Psychoanalysis or Psychoanalytic Therapy is based upon Sigmund Freud‘s theories. Psychoanalysis aims to provide an insight into your unconscious mind through free association, transference, and dream interpretation.
Due to this exploration of unconscious forces, it can often take some time to get to the heart of the matter. However, expert therapists such as Sayoni Mandal can help you in just a few sessions. Through speech insight, she can help you the root cause of your mental health concerns and maladaptive behaviors and thoughts.
Sayoni Mandal, a Psychoanalytically-Oriented Psychotherapist, focuses on the trust between the client and the therapist and aims to provide a non-judgmental, confidential, and safe space for everyone to voice their thoughts, feelings, memories, and emotions.
Q: In your opinion, when should a person approach you for psychoanalytic therapy as opposed to the comparatively short-term CBT (Cognitive-Behavioral Therapy)?
A: The goals of psychoanalysis are different from other modes of therapy, including CBT.
Psychoanalysis helps a person reach a deeper understanding of themselves. It enables individuals to have a healthier relationship with their problems, which in turn enables them to manage things better.

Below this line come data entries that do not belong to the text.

PR #996, opened 2021-02-19
GitHub Actions: run black only on ubuntu 3.8

Corvince:
Follow-up from #972 

Hopefully this will resolve any GA actions for the foreseeable future.

### DIFF
--- a/.github/workflows/python.yml
+++ b/.github/workflows/python.yml
@@ -37,18 +37,16 @@ jobs:
     - name: Install dependencies
       run: |
         python -m pip install --upgrade pip
-        # We pin black's version until either PyPy3 becomes Python 3.8 or black
-        # removes its typed-ast dependency. See
-        # https://github.com/psf/black/issues/727
-        pip install codecov black==19.3b0
         pip install .[dev]
     - name: Lint with flake8
       run: |
         # Use settings from mesas .flake8 file
         flake8 . --count --show-source --statistics
     - name: Lint with black
+      if: matrix.python-version == '3.8'
       run: |
-        black --check --exclude=mesa/cookiecutter-mesa/*
+        pip install black
+        black --check --exclude=mesa/cookiecutter-mesa/* .
     - name: Test with pytest
       run: |
         pytest --cov=mesa tests/ --cov-report=xml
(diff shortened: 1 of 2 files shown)


Corvince:
Interestingly black wasn't configured correctly until now on GitHub actions (a `.` was missing). This caused a formatting error to slip through. Added another commit to solve.

.github/workflows/python.yml
```diff
@@ -37,18 +37,16 @@ jobs:
     - name: Install dependencies
       run: |
         python -m pip install --upgrade pip
-        # We pin black's version until either PyPy3 becomes Python 3.8 or black
-        # removes its typed-ast dependency. See
-        # https://github.com/psf/black/issues/727
-        pip install codecov black==19.3b0
```
rht, line 43: codecov appears to be not installed in the new changes.

rht: Looks like `pip install .[dev]` does it?
```
    "dev": ["coverage", "flake8", "pytest >= 4.6", "pytest-cov", "sphinx"],
```
coverage? pytest-cov?

Corvince: > Looks like `pip install .[dev]` does it?

Yes, coverage is already included in [dev], so it was redundant to install it separately.

> coverage? pytest-cov?

Not sure what you want to comment here. Please try to formulate sentences, it makes communication much clearer and easier for everyone.

rht: > coverage? pytest-cov?

I just wasn't sure which of the packages in "dev" does the codecov install, since coverage/pytest-cov is not codecov, but probably has codecov as a dependency.

rht: It was already clear from the context what I was referring to when I said the module names with question marks.

rht: My point is: don't unnecessarily accuse people.

jackiekazil: It is hard to determine tone with just text. I don't think @Corvince was being accusatory. I didn't understand what you were referring to either. This was a misunderstanding.

jackiekazil:
@Corvince I _believe_ this is ready for a merge. Is that correct?

.github/workflows/python.yml
rht: Since more than one person were not able to understand what I said, then it is my mistake. I am sorry.

Corvince:
> @Corvince I _believe_ this is ready for a merge. Is that correct? 

Yes, should be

While other modes of therapy focus on what is ‘normal’/normative, the focus of psychoanalysis is the individuality of an individual.
It is important to note that while psychoanalysis takes time, it is not necessarily long-drawn-out. It is possible to see its effects in just a few sessions.

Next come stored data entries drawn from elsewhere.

Issue #958, opened 2020-11-19
Using numpy.random instead of the build-in random module


Kubasinska:
**What's the problem this feature will solve?**
In my projects I have often implemented [numpy.Random](https://numpy.org/doc/stable/reference/random/generator.html) instead of using the random generator already implemented in the base class model.Model. The numpy.Random module offers much more functionality, an example: extracting a number from a poisson distribution. 

**Describe the solution you'd like**
What do you think? I can work on the implementation.

jackiekazil:
This is an interesting question. If memory serves me right, numpy.random.seed() isn't thread safe. I don't believe we are using multi-threads at this time, but I could see a world where we would.... so I am on the fence on this. 

But you bring up some good points. 

This feels a little over the top, but I am wondering if we would want to support both and maybe make it a settings function that triggers which one is used. Thoughts? 

(I would also want one of the other maintainers to jump in.)

Kubasinska:
I think a "switch" is the best option in case we want to implement this feature. As I have already said, I can implement it without any problem, therefore I am waiting for further updates.

Corvince:
I am not really convinced by this. Sure, I think it often makes sense to use numpy.random, but I don't see the general benefit of adding such complexity and dependency (we only depend on numpy for the continous grid atm).

Isn't this readily solved by a single one-liner in ones `model.__init__` function a lá?

```python
self.random = np.random.default_rng(seed)
```

I think it would probably make sense to put this in the useful snippets section of the docs, but not more. (just my opinion)

tcdejong:
I'm not concerned about thread safety. Given Python's GIL, concurrency primarily speeds up programs if it lets you avoid waiting for IO operations and the likes, if sharing state is required. That's not usually the bottleneck for ABMs. In other words, In other words, parallelizing the execution of _one_ model is hard. 

A much more realistic approach to concurrency is executing multiple configurations in parallel, which each execution being fully single threaded. This eliminates the difficulties of sharing state with multiprocessing, the GIL with multithreading, and provides more flexibility with proposals like this one. 

TLDR: I don't think thread-safety is a valid argument against this proposal.

jackiekazil:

Q: You mention that your English degrees provide insight into people through the words they use. Can you provide some examples of this?

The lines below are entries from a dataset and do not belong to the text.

PR #1001, opened 2021-03-04
Public remove_agent function for NetworkGrid

### LINKED ISSUE #1000: No public version of NetworkGrid._remove_agent, though code exists
Currently it is not possible to remove an Agent from a NetworkGrid using a **public** function. Currently, you can do the following:

```python
...
model.grid = NetworkGrid(G)
...
a = Agent(...)
model.grid._remove_agent(a, a.pos)
...
```
But this function is a private function, therefore it isn't shown in documentation or in your editor. I'd like to be able to remove agents like with the other space modules.

I'd like a similar solution as used for the other space modules:

Solution in space.Grid:
```python
def remove_agent(self, agent: Agent) -> None:  # solution in space.Grid
        """ Remove the agent from the grid and set its pos variable to None. """
        pos = agent.pos
        self._remove_agent(pos, agent)
        agent.pos = None

```
Solution for NetworkGrid:
```python
def remove_agent(self, agent: Agent) -> None:  # New solution
        """ Remove the agent from the network and set its pos variable to None. """
        pos = agent.pos
        self._remove_agent(agent, pos)
        agent.pos = None

```

**Additional context**
The _remove_agent function in NetworkGrid
```python
def _remove_agent(self, agent: Agent, node_id: int) -> None:
        """ Remove an agent from a node. """

        self.G.nodes[node_id]["agent"].remove(agent)
```

Casper-Smet:
Closes #1000.

This pull request implements a new feature: a public function for removing an agent from a NetworkGrid. For more, see issue #1000. 

The pull request only adds a view lines of code, most of which was just a slightly altered version of what already existed. In particular, this code exposes the `_remove_agent` in the same way that the `space.Grid` superclass does.

### DIFF
--- a/mesa/space.py
+++ b/mesa/space.py
@@ -871,6 +871,12 @@ class NetworkGrid:
 
         self.G.nodes[node_id]["agent"].remove(agent)
 
+    def remove_agent(self, agent: Agent) -> None:
+        """ Remove the agent from the network and set its pos variable to None. """
+        pos = agent.pos
+        self._remove_agent(agent, pos)
+        agent.pos = None
+
     def is_cell_empty(self, node_id: int) -> bool:
         """ Returns a bool of the contents of a cell. """
         return not self.G.nodes[node_id]["agent"]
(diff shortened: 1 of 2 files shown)


Corvince:
Thanks for adding this @Casper-Smet 
Quite interesting that this went unnoticed for so long!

A: Human beings use language to make sense of the world around them. The words we use to describe ourselves, a particular situation, or another individual reveal a lot about how we view those things.
In fact, it is not just the words we use, but the words we forget and the slips-of-the-tongue we make that say a lot about what is on our mind.
In sessions, the meaning of the words we use and forget is deconstructed and reconstructed, and in the process, an individual is led to a deeper understanding of themselves.
Q: Trauma can reveal itself in many different forms. How would you help someone who knows they have gone through a traumatic event but cannot remember what it is?
A: By waiting for them to remember. By giving them a safe space where they feel comfortable enough to talk, and then when they’re ready, I will be listening.
In any therapeutic alliance, trust plays an important role, and this is especially true in case of trauma. This can take time. Which is okay. You can’t make someone speak something they aren’t ready to.
Q: Do you find any gender differences when it comes to dream interpretation?
A: Psychoanalysis is always about the individual. Dreams of an individual make sense only in the larger context of the individual’s experiences and beliefs.
When the focus is on the individual, which is the case in psychoanalysis, gender differences recede into the background.
Q: Any final words for anyone who is in an abusive situation – especially if they are forced to be in lockdown with their abusers?
A: There can’t be any generalized answers in psychoanalysis since there are parameters in everyone’s situation which are unique to them. Without taking them into account, it really isn’t possible, or wise, to make any sweeping generalizations. For some, it might be best to wait. For others, it might be best to leave.
Any decision you take comes with a price, and you have to be willing to pay the price. What psychoanalysis can do is help you figure out which price you are willing to and can pay.